What you are asked to do: In the entries below, find the lines that include "decimals" and give their number as the whole reply.

Saved data entries
----------------
PR #14482, opened 2024-04-18
fix(edit): fix edits received before the message did not appear

### LINKED ISSUE #14479: We do not receive message from store node if they were edited before we received them
# Bug Report

## Description

Messages that are edited while our app is not opened are not fetched. Or rather, they never display. I can see that the unread badge updates, but the message never shows, even after another restart.
Normal messages are fetched correctly

## Steps to reproduce

1. Have chat with another account (1-1 or community, doesn't matter)
2. Close one of the apps
3. Send a message in the chat
4. Edit the message
5. Open the closed app
Result: See that the badge shows a new message, but the message doesn't appear

#### Expected behavior

The message appears (as edited) like a normal message fetched

#### Actual behavior

The message never shows

### Additional Information

- Status desktop version: master (`4a066a2f4896e6c2983aeef5a29c941bc83913ba`)
- Operating System: Ubuntu 20

jrainville:
Fixes #14479

The problem is our code assumed that we'd have the original message first, but in the case where messages are sent and edited before we open our app, when we fetch, we can't guarantee the order, so we might get the fully edited message directly from status-go.

The solution is simply to treat those messages as new messages.

I'm pretty sure we've had this issue forever (since we support edit messages). So it's quite possible that some of the message reliability issues we thought we were having were just this.

### DIFF
--- a/src/app/modules/main/chat_section/chat_content/messages/module.nim
+++ b/src/app/modules/main/chat_section/chat_content/messages/module.nim
@@ -604,6 +604,8 @@ method editMessage*(self: Module, messageId: string, contentType: int, updatedMs
 method onMessageEdited*(self: Module, message: MessageDto) =
   let itemBeforeChange = self.view.model().getItemWithMessageId(message.id)
   if(itemBeforeChange.isNil):
+    # We received the edited message before we received the real message. Just show the final message as is
+    self.messagesAdded(@[message])
     return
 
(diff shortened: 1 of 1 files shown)


MishkaRogachev (approved):

igor-sirotin (approved):

igor-sirotin:
Nice finding! 😮

PR #14489, opened 2024-04-19
chore(StoryBook): add Colors page

caybro:
### What does the PR do

- gives an overview of all the `Theme.palette.foo` colors
- the color name/code can be copied to clipboard
- light/dark variant supported via storybook's "Dark mode" switch
- integrated search (both the color name and value)

### Affected areas

Storybook

Full page, scrollable:
image

Search in action:
image


Seitseman (approved):
lgtm

Issue #12519, opened 2023-10-23
[Wallet - Token management] Update main wallet view layout with community collectibles


noeliaSD:
### Description

[Design](https://www.figma.com/file/idUoxN7OIW2Jpp3PMJ1Rl8/%E2%9A%99%EF%B8%8F-Settings-%7C-Desktop?type=design&node-id=19558%3A95270&mode=design&t=VBQCLllcoinhYTnx-1)

**Collectible tab:**
- Add new section for `Community collectibles.`
- Create community collectible delegate (review with designer if it's needed a `tooltip` as for assets case), navigation `to community` and navigation to `collectible details page`.

![Screenshot 2023-10-23 at 12 50 14](https://github.com/status-im/status-desktop/assets/97019400/4a378899-e2d5-46f5-b21c-4deeb1f18695)

- Add information icon and [popup navigation](https://www.figma.com/file/FkFClTCYKf83RJWoifWgoX/Wallet-v2?type=design&node-id=16949%3A344435&mode=design&t=dZJyXy1XapMmRQNJ-1).
![Screenshot 2023-10-06 at 15 56 51](https://github.com/status-im/status-desktop/assets/97019400/1f40fb76-7a5c-411e-9f2c-ef5b8beddb15)

**NOTE:** There is a small thing to take into account for collectible card: If there is more than one collectible of the same "community / type / collection", just only one should be displayed and the amount will be displayed around the title / subtitle.

PR #11347, opened 2023-06-30
[Community Settings]: Flows simplified in all 5 setting sections

micieslak:
### What does the PR do

- SettingsPageHeader control added (generic header intended to be used in all community settings flow.)
- Exclude IntroPanel from WelcomeSettingsView 
	- word wrapping problems fixed
	- storybook page added
- MintedTokensModel refactored to be a regular component instead of a stateful singleton
- MintedTokensSettingsPanel simplified by integrating welcome page into MintedTokensView (Welcome info is a placeholder when list of tokens is empty. For that
reason is hander to keep in MintedTokensView instead of in MintedTokensSettingsPanel and maintain additional state for that.)
- MintTokensSettingsPanel component simplified, storybook page improved
	- management of header simplified, no states needed
	- no need to use StackViewStates helper
	- no need to use internal `d` object as a proxy to pass data between pages
	- StackView used as a base class
	- clipping problems fixed (#11285)
	- scrolling problems fixed (#11289)
	- all flows working from the storybook
	- header management simplified
- SettingsPage component intoduced as a replacement for SettingsPageLayout
- OverviewSettingsPanel refactored 
	- fixed changing position of header when editing community
	- simpler integration with SettingsDirtyToastMessage
- MembersSettingsPanel refactored to use SettingsPage 
	- Minor qml warning fixed
- PermissionsSettingsPanel - welcome view moved to PermissionsView to simplify states management
	- Storybook page updated to cover case when permissions model is empty.
- PermissionsSettingsPanel refactored and simplified, storybook pages fixed and improved
	- header buttions/title/subtitle simplified
	- no need to use states
	- no need to use internal `d` object to pass data between pages
	- permissions list scroll position preserved when navigation back from
	  other views
	- storybook: allow "back" navigation to cover whole flow in sb
	- fix some regressions in permissions-related pages
- AirdropSettingsPanel simplified, storybook page improved 
	- added "back" navigation in storybook
	- no need to use states and StackViewStates component

Closes: #11177
Closes: #11285
Closes: #11298

### Affected areas
Community Settings components

PR #14500, opened 2024-04-23
fix(TokenUI): Hide explicitly ManageTokensCommunityTag in community settings page

Seitseman:
### What does the PR do

PR hide the ManageTokensCommunityTag item in "Community"->Tokens page. Previous changes introduced ManageTokensCommunityTag [12519](https://github.com/status-im/status-desktop/issues/12519) ManageTokensCommunityTag for displaying community icon and name when showing Collectibles in User's Wallet->Collectibles page. However when going to particular Community and checking its "Tokens" there is no need to display that tag, according to the [MintedTokensSettingsPanel](https://github.com/status-im/status-desktop/commit/8a83aba05a6aafa94822ee5225f878fabc5b8fbb#diff-0488295b2d9e9eb20093f3f473b5d483c1f9d33499a47c6e72637f05e06a6db1R182) PR: [11347](https://github.com/status-im/status-desktop/pull/11347)

### Affected areas

Wallet
Communities

### StatusQ checklist

- [x ] test changes in both light and dark theme?

image

In Wallet -> Collectibles, ManageTokensCommunityTag is displayed:

image

### DIFF
--- a/ui/app/AppLayouts/Communities/views/MintedTokensView.qml
+++ b/ui/app/AppLayouts/Communities/views/MintedTokensView.qml
@@ -254,7 +254,7 @@ StatusScrollView {
                     navigationIconVisible: false
                     privilegesLevel: model.privilegesLevel
                     ornamentColor: model.color
-                    communityId: root.communityId
+                    communityId: ""
                     onClicked: root.itemClicked(model.contractUniqueKey,
                                                 model.chainId, model.chainName,
                                                 model.accountName, model.address)


ui/app/AppLayouts/Wallet/views/collectibles/CollectibleView.qml
```diff
@@ -18,6 +18,7 @@ Control {
     property string title: ""
     property string subTitle: ""
     property alias subTitleColor: subTitleItem.customColor
+    property alias tokenCommunityTagVisibility : manageTokenCommunityTag.visible
```
noeliaSD, line 21: I'm not sure about adding this extra property here since the visibility of the `ManageTokensCommunityTag` is already binded with `isCommunityCollectible` property.

Would it make sense to just don't set `communityId` on `MintedTokensView` line **257**?

noeliaSD (commented):
I've tested the flow and it works properly but I have some comments about the solution!

Seitseman:
Checking [Figma Communities P3 -> Tokens](https://www.figma.com/file/qHfFm7C9LwtXpfdbxssCK3/Kuba%E2%8E%9CDesktop---Communities?type=design&node-id=29528-588930&mode=design&t=SND7hSzPaI2pswM1-0) , it looks like indeed communityId should not be set on MintedTokensView component.
I will do the changes according to @noeliaSD suggestion

ui/app/AppLayouts/Wallet/views/collectibles/CollectibleView.qml
```diff
@@ -178,6 +178,7 @@ Control {
         }
 
         ManageTokensCommunityTag {
+            id: manageTokenCommunityTag
```
noeliaSD, line 181: Do we need then this id here?

ui/app/AppLayouts/Communities/views/MintedTokensView.qml
```diff
@@ -254,7 +254,9 @@ StatusScrollView {
                     navigationIconVisible: false
                     privilegesLevel: model.privilegesLevel
                     ornamentColor: model.color
-                    communityId: root.communityId
+
+                    // https://www.figma.com/file/qHfFm7C9LwtXpfdbxssCK3/Kuba%E2%8E%9CDesktop---Communities?type=design&node-id=29384-566477&mode=design&t=SND7hSzPaI2pswM1-0
```
noeliaSD, line 258: Maybe instead of adding the figma file, you can add just a comment, since figma can dynamically change more than the spec itself! :)

noeliaSD (approved):
Tested again and works fine! 

Thanks for addressing the comments! I've added some other minor ones, please take a look. Otherwise, LGTM!

You will need to rebase on top of master to make the e2e tests work properly since there have been some changes there that are making this pr failing in this job!

endulab (approved):

PR #14538, opened 2024-04-29
fix: Hide members count from community cards when the community is en…

### LINKED ISSUE #13192: Don't display number of members for token-gated communities on previews
### Description

Currently, community preview cards display the number of members (and active members). This data is encrypted for token-gated communities, resulting in a display of 0 for non-members (peers who can't decrypt the data). In such cases, these stats should be hidden.

Acceptance criteria:
- [ ] Hide the numbers of members and active members in community previews for token-gated communities if the user is not a member of that community.

alexjba:
…crypted and the community info is not available

### What does the PR do

closes #13192 

Changes:
1. Adding `encrypted` and `joined` flags in the link preview model and curated communities model
2. Hide the members count in community cards for encrypted communities when the user is not a member
3. Fixing a bug on community cards where sometimes the card had artefacts due to improper width

### Affected areas

Link previews
Communities portal

https://github.com/status-im/status-desktop/assets/47811206/d89e337d-58ef-47fa-bb91-10ed5ef814e8

### Cool Spaceship Picture

<!-- optional but cool ->

### DIFF
--- a/src/app/modules/main/communities/models/curated_community_item.nim
+++ b/src/app/modules/main/communities/models/curated_community_item.nim
@@ -16,6 +16,8 @@ type
     featured: bool
     permissionModel: TokenPermissionsModel
     amIBanned: bool
+    joined: bool
+    encrypted: bool
 
 proc initCuratedCommunityItem*(
   id: string,
@@ -30,7 +32,9 @@ proc initCuratedCommunityItem*(
   activeMembers: int,
   featured: bool,
   tokenPermissionsItems: seq[TokenPermissionItem],
-  amIBanned: bool
+  amIBanned: bool,
+  joined: bool,
+  encrypted: bool
 ): CuratedCommunityItem =
   result.id = id
   result.name = name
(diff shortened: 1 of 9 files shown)


src/app/modules/main/communities/models/curated_community_item.nim
```diff
@@ -102,4 +110,10 @@ proc setPermissionModelItems*(self: CuratedCommunityItem, items: seq[TokenPermis
...
 proc getAmIBanned*(self: CuratedCommunityItem): bool =
-  return self.amIBanned
\ No newline at end of file
+  return self.amIBanned
+
+proc getJoined*(self: CuratedCommunityItem): bool =
+  return self.joined
+
+proc getEncrypted*(self: CuratedCommunityItem): bool =
+  return self.encrypted
```
caybro, line 119: You can omit the `return` keyword

caybro (approved):
LGTM :+1:

igor-sirotin (approved):

src/app/modules/main/communities/models/curated_community_item.nim
alexjba: it's more or less inline with the style used in each file. Here is `return self.x`, in `src/app_service/service/message/dto/status_community_link_preview.nim` is something like `result = self.x`

Issue #14390, opened 2024-04-10
feat(StatusQ/SubmodelProxyModel): Allow defining new proxy roles via `delegateModel` component


micieslak:
## Description

It would be very convenient to have possibility of creating proxy models directly from delegate model's instance instead of using SFPM's proxy roles. Moreover SFPM's proxy roles depending on submodel's content cannot be updated properly when submodel is changing.

```
SubmodelProxyModel {
    id: submodelProxyModel

    sourceModel: tokensModel
    
    delegateModel: SortFilterProxyModel {
        id: delegateRoot
        
        sourceModel: submodel
        
        readonly property alias totalBalanceRole: aggregator.value

        filters: ValueFilter {
            roleName: "address"
            value: selectedAddress
        }
        
        SumAggregator {
            id: aggregator

            model: delegateRoot
            roleName: "balance"
        }
    }
}
```

It would add `totalBalance` role to the `tokensModel`. 
New roles can be defined using simple pattern - properties like `xxxRole` are intended to add `xxx` role to the top-level model.

It's an alternative to currently used approach based on expression roles and imperative js code iterating over submodels:
```
FastExpressionRole {
    name: "totalBalance"
    expression: d.getTotalBalance(model.balances, model.decimals, "balance")
    expectedRoles: ["balances", "decimals"]
}
```
Moreover this expression role based approach is not dynamic, changes in submodel don't trigger changes in a top-level model. Proposed solution, when implemented correctly, can be fully dynamic out of the box.

Depends on: https://github.com/status-im/status-desktop/issues/14389

PR #14541, opened 2024-04-29
feat(StatusQ/SubmodelProxyModel): Exposing roles computed per submodel to the top-level model

micieslak:
### What does the PR do

- adds possibility to expose values computed per submodel as a role to top-level model in a dynamic, declarative way
- extends the existing Storybook page to present added functionality, adds intro describing the flow
- adds test (marked with SKIP(...)) pointing the problem with creating multiple proxies over the same source (to be fixed in a separate task: https://github.com/status-im/status-desktop/issues/14550)

[Screencast from 29.04.2024 16:07:21.webm](https://github.com/status-im/status-desktop/assets/20650004/3e0e841a-a758-4525-82f2-16e7f6af1abd)

Closes: #14390

### Affected areas
`SubmodelProxyModel`

### DIFF
--- a/ui/StatusQ/src/submodelproxymodel.cpp
+++ b/ui/StatusQ/src/submodelproxymodel.cpp
@@ -5,6 +5,20 @@
 #include <QQmlContext>
 #include <QQmlEngine>
 
+#include <memory>
+
+namespace {
+    constexpr const auto roleSuffix = "Role";
+
+    void emptyMessageHandler(QtMsgType type, const QMessageLogContext& context,
+                             const QString& msg)
+    {
+        Q_UNUSED(type)
+        Q_UNUSED(context)
+        Q_UNUSED(msg)
+    }
+}
+
 SubmodelProxyModel::SubmodelProxyModel(QObject* parent)
     : QIdentityProxyModel{parent}
 {
@@ -54,9 +68,33 @@ QVariant SubmodelProxyModel::data(const QModelIndex &index, int role) const
 
         QVariant wrappedInstance = QVariant::fromValue(instance);
 
+        if (m_additionalRolesMap.size()) {
+            QObject* connector = m_connector->createWithInitialProperties(
+                        { { "target", QVariant::fromValue(instance) } });
+            connector->setParent(instance);
+
+            connect(connector, SIGNAL(customRoleChanged(QObject*,int)),
+                    this, SLOT(onCustomRoleChanged(QObject*,int)));
+        }
+
         submodelObj->setProperty(attachementPropertyName, wrappedInstance);
 
-        return QVariant::fromValue(wrappedInstance);
+        return wrappedInstance;
+    }
+
+    if (role >= m_additionalRolesOffset
+            && role < m_additionalRolesOffset + m_additionalRolesMap.size())
+    {
+        auto submodel = data(index, m_submodelRole);
+
+        auto submodelObj = submodel.value<QObject*>();
+
+        if (submodelObj == nullptr) {
+            qWarning("Submodel must be a QObject-based type!");
+            return {};
+        }
+
+        return submodelObj->property(m_roleNames[role] + roleSuffix);
     }
 
     return QIdentityProxyModel::data(index, role);
@@ -82,6 +120,11 @@ void SubmodelProxyModel::setSourceModel(QAbstractItemModel* model)
     initializeIfReady();
 }
 
+QHash<int, QByteArray> SubmodelProxyModel::roleNames() const
+{
+    return m_roleNames;
+}
+
 QQmlComponent* SubmodelProxyModel::delegateModel() const
 {
     return m_delegateModel;
@@ -103,6 +146,8 @@ void SubmodelProxyModel::setDelegateModel(QQmlComponent* delegateModel)
     m_delegateModel = delegateModel;
 
     onDelegateChanged();
+
+    initializeIfReady();
 }
 
 const QString& SubmodelProxyModel::submodelRoleName() const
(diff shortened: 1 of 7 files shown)


ui/StatusQ/src/submodelproxymodel.cpp
```diff
@@ -50,15 +52,40 @@ QVariant SubmodelProxyModel::data(const QModelIndex &index, int role) const
...
+        auto submodel = data(index, m_submodelRole);
+
+        auto submodelObj = submodel.value<QObject*>();
+
+        if (submodelObj == nullptr) {
+            qWarning("Submodel must be a QObject-based type!");
+            return QVariant{};
+        }
+
+        return submodelObj->property(m_roleNames[role] + "Role");
```
caybro, line 86:
```suggestion
        return submodelObj->property(QByteArrayLiteral("%1Role").arg(m_roleNames[role]);
```

ui/StatusQ/src/submodelproxymodel.cpp
```diff
@@ -126,28 +160,120 @@ void SubmodelProxyModel::setSubmodelRoleName(const QString& sumodelRoleName)
...
+{
+    m_dataChangedQueued = false;
+
+    QVector<int> roles;
+    roles.reserve(m_additionalRolesMap.size());
+
+    for (auto i : qAsConst(m_additionalRolesMap))
+        roles << i;
+
+    emit this->dataChanged(index(0, 0), index(rowCount() - 1, 0), roles);
```
caybro, line 181: What if `rowCount()` is `0`? :)

ui/StatusQ/src/submodelproxymodel.cpp
```diff
@@ -126,28 +160,120 @@ void SubmodelProxyModel::setSubmodelRoleName(const QString& sumodelRoleName)
...
+    std::unique_ptr<QObject> instance(m_delegateModel->create(context.get()));
+
+    const QMetaObject* meta = instance->metaObject();
+
+    QStringList additionalRoles;
+
+    for (auto i = meta->propertyOffset(); i < meta->propertyCount(); ++i) {
+        const QString propertyName = meta->property(i).name();
+
+        static const QString roleSuffix = QStringLiteral("Role");
```
caybro, line 226: Extract it outside of the class, and use it also above when returning the value

ui/StatusQ/src/submodelproxymodel.cpp
caybro: And a test please

caybro (commented):
Great stuff, just some small objections/remarks

ui/StatusQ/src/submodelproxymodel.cpp
micieslak: there is no `arg()` on `QByteArray`. What can be done is this:
```suggestion
        return submodelObj->property(m_roleNames[role]
                                     + QByteArrayLiteral("Role"));
```

caybro: Ouch, what did I think there is? :thinking:

ui/StatusQ/src/submodelproxymodel.cpp
micieslak: Good point. Fixed + test.

ui/StatusQ/src/submodelproxymodel.cpp
```diff
@@ -5,6 +5,20 @@
 #include <QQmlContext>
 #include <QQmlEngine>
 
+#include <memory>
+
+namespace {
+    const QString roleSuffix = QStringLiteral("Role");
```
caybro, line 11: Could be:
```cpp
constexpr const auto roleSuffix = "Role";
```
(no need to allocate for a `QString`)

ui/StatusQ/src/submodelproxymodel.cpp
```diff
@@ -126,28 +171,128 @@ void SubmodelProxyModel::setSubmodelRoleName(const QString& sumodelRoleName)
...
+
+void SubmodelProxyModel::emitAllDataChanged()
+{
+    m_dataChangedQueued = false;
+    auto count = rowCount();
+
+    if (count == 0)
+        return;
+
+    QVector<int> roles;
```
caybro, line 190:
```suggestion
    const auto roles = m_additionalRolesMap.values();
```

and remove the `for` loop below :)

ui/StatusQ/src/submodelproxymodel.cpp
```diff
@@ -54,9 +68,33 @@ QVariant SubmodelProxyModel::data(const QModelIndex &index, int role) const
...
+    if (role >= m_additionalRolesOffset
+            && role < m_additionalRolesOffset + m_additionalRolesMap.size())
+    {
+        auto submodel = data(index, m_submodelRole);
+
+        auto submodelObj = submodel.value<QObject*>();
+
+        if (submodelObj == nullptr) {
+            qWarning("Submodel must be a QObject-based type!");
+            return QVariant{};
```
caybro, line 94:
```suggestion
            return {};
```

caybro (commented):
A few more remarks, sorry :)

ui/StatusQ/src/submodelproxymodel.cpp
micieslak: Ok, fixed. I think there is still some room for improvement (regarding how this literal is used later), but for now it's ok I think. I plan some future changes in this area and will keep in mind to rethink it a bit :)

micieslak:
> A few more remarks, sorry :)

Any comments are always welcome! :)

ui/StatusQ/src/submodelproxymodel.cpp
caybro: Yeah, you could convert it with to a QVector with `{list.cbegin(), list.cend()}` but nvm, not a big deal

caybro (approved):
Nice work!

ui/StatusQ/src/submodelproxymodel.cpp
micieslak: Ahh, it can be done even this way:
```
    QVector<int> roles(m_additionalRolesMap.cbegin(), m_additionalRolesMap.cend());
```
Fixed, thx!

caybro: Yeah, that's what I had in my mind:
```cpp
emit this->dataChanged(index(0, 0), index(count - 1, 0), {m_additionalRolesMap.cbegin(), m_additionalRolesMap.cend()});
```
but didn't realize the vectorvs. list difference since here you don't even have to declare it

ui/StatusQ/src/submodelproxymodel.cpp
```diff
@@ -126,28 +171,125 @@ void SubmodelProxyModel::setSubmodelRoleName(const QString& sumodelRoleName)
...
+                emptyMessageHandler);
+    std::unique_ptr<QObject> instance(m_delegateModel->create(context.get()));
+    qInstallMessageHandler(originalHandler);
+
+    const QMetaObject* meta = instance->metaObject();
+
+    QStringList additionalRoles;
+
+    for (auto i = meta->propertyOffset(); i < meta->propertyCount(); ++i) {
+        const QString propertyName = meta->property(i).name();
```
Seitseman, line 242: AS QMetaProperty::name returns const char*, would it make sense to use QLatin1String instead of QString?

Seitseman (approved):

ui/StatusQ/src/submodelproxymodel.cpp
caybro: And that's why it's always better to use `const auto`, the compiler is smarter than us :)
----------------
Result: 2